WINNIPEG - Battered and bruised by an 82-game grind and four-game playoff sweep, the Winnipeg Jets are already taking stock and looking ahead to next season.

The Jets withstood a barrage of injuries that at one point knocked out their top four defencemen and later forced general manager Kevin Cheveldayoff to make a series of trades, but against the playoff-tested Anaheim Ducks, there ultimately wasn't enough left in the tank to muster even one post-season victory.

"We've got a lot of room to improve and to get better with experience," coach Paul Maurice said after Wednesday's 5-2 home loss in Game 4. "But before you get to any of that, you've got to accomplish, I think, what went on here and you've got to get the right about to accountability in your room between your players as a positive word that that guy over there's playing with a broken bone, that guy's playing over there with a tear and there's no way I'm not going to give what I have."

Maurice said the Jets dealt with eight significant injuries, including four at the start of the playoffs. Mathieu Perreault had a lower-body injury that caused him to miss Game 1 while captain Andrew Ladd's undisclosed injury often kept him from practising over the past two-plus months.

"You need that from your captain, you need that guy in the room doing whatever he can to stay in and he did," Maurice said. "I would never, ever question his willingness, grit, determination. He could've very easily come out of that lineup 2 1/2 months ago and nobody would've said a word to him. But he wouldn't."

Defenceman Adam Pardy took a big hit from Anaheim's Matt Beleskey in Game 3 and Maurice said he "couldn't in good conscience put him in the lineup" for Game 4.

"We've got guys playing with broken bones," Maurice said. "It's a good learning experience for your room because it sets a level of willingness that you need to carry with you."

No matter how beat up the Jets were, Maurice pointed out that the Ducks were likely dealing with their own injuries. The bottom line is Anaheim was the better team in the series, even though the first three games were decided by a total of four goals.

What the Ducks have that the Jets didn't, at least until now, is the experience of winning and losing in the playoffs. A year ago Anaheim beat Dallas in the first round before losing in seven games to the Stanley Cup-champion Los Angeles Kings.

The Jets were making their first playoff appearance since the franchise moved to Winnipeg from Atlanta in 2011.

"We don't have a lot of experience in these types of situations and maybe that was a factor in some of those games that we couldn't close out," winger Blake Wheeler said. "As a group the strides we took this year, in a few weeks I think we're going to look back and be pretty happy with where we sit today compared to where we were."

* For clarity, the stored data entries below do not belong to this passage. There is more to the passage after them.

PR #1287, opened 2020-01-23
Implementation: create links to binaries exported by a 3rd-party repository on bundle-add

### LINKED ISSUE #1277: 3rd_party: Create links to binaries exported by a 3rd party repository on bundle-add
On a 3rd party repository some files can be exported according to one whitelist. Exported files are going to be marked on Manifest setting the last flag to x like the example:

```F..x    4163f4a329da5276291ffeee367268dfbefda37e927ff7d51dc230359031f652        32000   /usr/bin/binary```

Swupd should create a link to all binaries set as export on /opt/3rd-party/bin/ on a bundle-add.

### PR DESCRIPTION
**Pull request by castulo**
This PR implements the workflow described in issue #1277.

When installing a bundle from a 3rd-party repository, if the bundle has files that are marked with 'x' in the manifest (as exported), and the files have one of the qualifying paths for binaries ('/bin', '/usr/bin', '/usr/local/bin'), these files will be made available to the user via a script file that will reside in '/opt/3rd-party/bin'.

These scripts will export the appropriate PATH and libraries and will call the correct binary from the 3rd-party content.

Closes #1277

### CODE REVIEW

File: src/3rd_party_bundle_add.c [hunk 1]
```diff
@@ -94,6 +96,136 @@ static bool parse_options(int argc, char **argv)
...
+	bin_directory = sys_path_join(tmp2, "/bin");
+	free_string(&tmp1);
+	free_string(&tmp2);
+
+	script = sys_path_join(bin_directory, sys_basename(filename));
+	binary = sys_path_join(globals.path_prefix, filename);
+
+	/* if a file already exists, report the problem to the user */
+	if (sys_file_exists(script)) {
+		warn("There is already a binary called %s in %s, it will be skipped\n", sys_basename(filename), bin_directory);
```
bryteise: Having a conflict notification at this point seems a little late. Couldn't we catch this earlier in the bundle-add instead and not actually add the bundle in that case?

castulo: sure it can be done @bryteise . So the desired behavior would be that if there is a conflict inform the user and skip adding the bundle, correct?

bryteise: Yes, I'd expect we'd not add the bundle in that case since it would only be partially installed without the symlink.

castulo: gotcha, I'll make the change, thanks

castulo:
V2:
- Validating that the binaries won't have conflicts before installing the bundle

castulo:
V3:
- added a test to validate that bundles with conflicting binaries won't get installed

castulo:
V4:
- Rebased against master.

src/3rd_party_bundle_add.c
```diff
@@ -94,6 +98,174 @@ static bool parse_options(int argc, char **argv)
...
+	struct list *iter = NULL;
+	struct file *file = NULL;
+	char *filename = NULL;
+	int count = 0;
+	int number_of_files = list_len(installed_files);
+
+	info("%s", msg);
+
+	progress_next_step(step, PROGRESS_BAR);
+	for (iter = list_head(installed_files); iter; iter = iter->next) {
```
otaviobp: why do you need a list_head() here?

src/3rd_party_bundle_add.c
```diff
@@ -94,6 +98,174 @@ static bool parse_options(int argc, char **argv)
...
+		file = iter->data;
+		filename = file->filename;
+		if (is_binary(filename) && file->is_exported) {
```
otaviobp: Check if is_exported() before checking if is_binary() because it's way faster.

src/3rd_party_bundle_add.c
```diff
@@ -94,6 +98,174 @@ static bool parse_options(int argc, char **argv)
...
+	bin_directory = sys_path_join(tmp2, "/bin");
+	free_string(&tmp1);
+	free_string(&tmp2);
+
+	script = sys_path_join(bin_directory, sys_basename(filename));
+
+	/* if a file already exists, report the problem to the user */
+	if (sys_file_exists(script)) {
+		error("There is already a binary called %s in %s\n", sys_basename(filename), bin_directory);
+		ret_code = SWUPD_INVALID_BINARY;
```
otaviobp: Error code here is different from what's documented.
I think SWUPD_COULDNT_CREATE_FILE  is more appropriate

src/3rd_party_bundle_add.c
```diff
@@ -94,6 +98,174 @@ static bool parse_options(int argc, char **argv)
...
+
+	fprintf(fp, "#!/bin/bash\n");
+	fprintf(fp, "\n");
+	fprintf(fp, "export PATH=%s%s%s\n", third_party_bin_path, env_path ? ":" : "", env_path ? env_path : "");
+	fprintf(fp, "export LD_LIBRARY_PATH=%s%s%s\n", third_party_ld_path, env_ld_path ? ":" : "", env_ld_path ? env_ld_path : "");
+	fprintf(fp, "\n");
+	fprintf(fp, "%s \"$@\"\n", binary);
+
+	/* set the file mode to 0755 */
+	if (chmod(script, mode) < 0) {
```
otaviobp: Instead of setting the mode later you can use `open()` to create the file with correct permissions and have one less location to check for errors.

otaviobp: `fdopen()` can help too.

src/3rd_party_bundle_add.c
castulo: I don't really since this function should run immediately after `consolidate_files()` which is going to already return list_head(). I like to do that sometimes just to make sure the head of the list is what we've got, also I think the code is easier to follow when you explicitly see you are working with the head of the list. The list_head() function should return right away if you already are at the head of the list, so there is really no penalty from doing it when you are already at the head.

src/3rd_party_bundle_add.c
castulo: good point, actually I had it like that initially but switched the positions so I could comment out the `file->is_exported` condition easier when testing locally. I will change that.

src/3rd_party_bundle_add.c
castulo: ok, I will change that.

src/3rd_party_bundle_add.c
castulo: I didn't know I could use `fopen` setting the permissions at once, I will change that.

src/3rd_party_bundle_add.c
otaviobp: > I don't really since this function should run immediately after consolidate_files() which is going to already return list_head().

Using list_head() in locations like can mask problems instead of solving it. All functions should return the head of the list.

> I like to do that sometimes just to make sure the head of the list is what we've got, also I think the code is easier to follow when you explicitly see you are working with the head of the list.

That's an unusual implementation of a list. Usually lists should point to the element you consider the begging of the list, not any element of the list. One great advantage of this implementation is that you can call functions that will iterate partially at the list. I don't see code using list_head() or something similar in python, go, glib or any other library I have worked before.

> The list_head() function should return right away if you already are at the head of the list, so there is really no penalty from doing it when you are already at the head.

It's not about performance it's about not masking problems in other areas of the code.

src/3rd_party_bundle_add.c
otaviobp: I think you cant. You need to use `open()`. Then `fdopen()` to get the FILE*

src/3rd_party_bundle_add.c
castulo: I see your point, I'll remove the list_head from there then, thanks for the explanation

castulo:
@otaviobp I addressed all your comments in this new update

castulo:

PR #1290, opened 2020-01-27
Implementation: remove links to binaries exported by a 3rd-party repository on bundle-remove

### LINKED ISSUE #1278: 3rd_party: Remove links to binaries exported by a 3rd party repository on bundle-remove
Swupd should create links to binaries as stated on #1277
On bundle-remove these links should be removed.

castulo:
When removing a 3rd-party bundle, all scripts that export the binaries of the bundle should be removed from the target system unless they are still required by another installed 3rd-party bundle.

Closes #1278 

Note: This PR was created o top of PR #1287, that PR needs to be reviewed first.


src/3rd_party_bundle_add.c
```diff
@@ -98,21 +96,12 @@ static bool parse_options(int argc, char **argv)
...
-	    strncmp(filename, "/usr/bin", strlen("/usr/bin")) == 0 ||
-	    strncmp(filename, "/usr/local/bin", strlen("/usr/local/bin")) == 0) {
-		return true;
-	}
-
-	return false;
-}
-
-static enum swupd_code create_wrapper_script(const char *filename)
+static enum swupd_code create_wrapper_script(void *data)
```
otaviobp: I couldn't understand the change you made here that needed to change the type from filename to void*. Can you point me what triggered that?

castulo: I had two type of functions to process data:
one that received a `const char *`:
`typedef enum swupd_code (*process_data_fn_t)(const char *name);`
and one that received a `struct file *`:
`typedef enum swupd_code (*process_data_fn_t)(struct file *file);`
So instead of having those two very similar type definitions I decided to make the parameter a void pointer so we could reuse the same type definition. And since the places in the code where those are used receive a function for extra processing, I thought it was more flexible if they would receive a void pointer as data so we could cast it to whatever we needed and have more flexibility.

otaviobp: The problem here is that `process_bundle_binaries()` is always calling the callback with a char*. So if you use a callback that receives a struct file it will crash. Creating a type definition as you had before enables the compiler to warn about those problems.
It's a good idea to use a void* for that if the data type is unknown by the function that will call the callback. That's the case of list functions, for example. The list module doesn't know the type of its elements. Or any function that receives both the callback and the data, like the progress_cb related functions. Otherwise it's better to set the type and let the compiler handle that.
Another case where we need void* data is when we are using the callback on functions that we don't have control. In this case we really need to follow the specifications.

Unless there's any possible code reusable or a generic function that works for both cases, I would rowback this to how it was before

castulo:

PR #1490, opened 2020-04-21
docs: Changes on man pages to make is similar to system man pages

### LINKED ISSUE #1285: Make swupd global and local options consistent in the manual
Options on manpage is rendered differently when they are global or local options. We could use the same style for both. 

On #1271 there were some discussions on how we put bullet points before options and subcommands. In all man pages I have reviewed recently I didn't see any bullet point used for that, so I would take them out too.

otaviobp:
Using a man page formating similar to what other man pages in the system
uses.

Fixes #1285

### DIFF
--- a/docs/swupd.1.rst
+++ b/docs/swupd.1.rst
@@ -51,165 +51,121 @@ OPTIONS
 The following options are applicable to most subcommands, and can be
 used to modify the core behavior and resources that swupd uses.
 
--  ``-h, --help``
+-h, --help    Display general help information. If put after a subcommand, it
+        will display help specific to that subcommand.
 
-   Display general help information. If put after a subcommand, it will
-   display help specific to that subcommand.
+-v, --version   Displays the version information of the swupd program, and exit.
+        It also displays compile options and copyright information.
 
--  ``-v, --version``
+-p <path>, --path=<path>   Optionally set the top-level directory for the
+        swupd-managed system. This can be used to point to a chroot installation
+        of the OS or a custom mount. If not specified this will default to ``/``.
 
-   Displays the version information of the swupd program, and exit. It also
-   displays compile options and copyright information.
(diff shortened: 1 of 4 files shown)


docs/swupd.1.rst
```diff
@@ -51,165 +51,121 @@ OPTIONS
 The following options are applicable to most subcommands, and can be
 used to modify the core behavior and resources that swupd uses.
 
--  ``-h, --help``
+-h, --help    Display general help information. If put after a subcommand, it
+        will display help specific to that subcommand.
 
-   Display general help information. If put after a subcommand, it will
-   display help specific to that subcommand.
+-v, --version   Displays the version information of the swupd program, and exit.
```
castulo, line 57: I have one comment that is repeated many times in this PR, although I am not 100% sure it is part of this PR or if it should be done in a separate PR. But we have a lot of inconsistencies where some flags that expect a value sometimes they show the value and some time they don't. I think all those should always show a value, for example "version" in this case. I think it should be:
`-v <version number>, --version=<version number> `

the same applies for example to  `-C <path>, --certpath <path>`, `-W <num of downloads>, --max-parallel-downloads <num of downloads>`, etc.

otaviobp: It's part of this patch. I'll review that. thanks for pointing this out

otaviobp:
V2: Fixing incorrect parameters in doc

docs/swupd.1.rst
otaviobp: The --version is correc the way it is because there's no parameters expected.
I fixed all other cases I found. If there's anything wrong left, please comment here.

castulo: haha, true, I chose a bad example because this --version does not expect parameters as you said 😝

PR #1498, opened 2020-04-22
Adding a --3rd-party flag to update

### LINKED ISSUE #1473: Add a flag to force 3rd-party update on update command
We can add a flag --3rd-party on update command to always update 3rd-party repositories if update is successful. So:
```
swupd update --3rd-party
```
Would update the system and if successful, update all 3rd-party repositories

Corey Perry, the Ducks winger who's tied for the playoff lead in scoring with seven points in four games, called the Jets "a heck of a hockey team."

"They're going to have a lot of success coming forward," Perry said. "They get behind this crowd, they push and away they go."

The boisterous "whiteout" crowd at the MTS Centre was one of the Jets' biggest advantages, but the fans couldn't propel them to a home victory. The next step is to reward the loyal fans with more than just a playoff appearance.

Cheveldayoff and Maurice are in place for the long-term, and while there are several unrestricted free agents who need contracts, the core group led by Ladd, Bryan Little and Wheeler isn't going anywhere.

"I think we're heading in the right direction," Wheeler said. "We're disappointed, don't get me wrong. There are no feelings of being gratified right now. But I think the way this organization looks today compared to where it looked in September and October, we're going in the right direction."

Maurice talked of the "foundation" being in place but with the caveat that the Jets have to do all this again next season just to get back into the playoffs. He closed his final post-game news conference by saying his team "took a step forward."

Some of that stepping forward has to do with accepting the sting of being swept.

"It's hard to see it now, but hopefully it's a good learning experience for everyone in this room, especially the young guys," Little said. "I think this makes everyone hungrier for next year."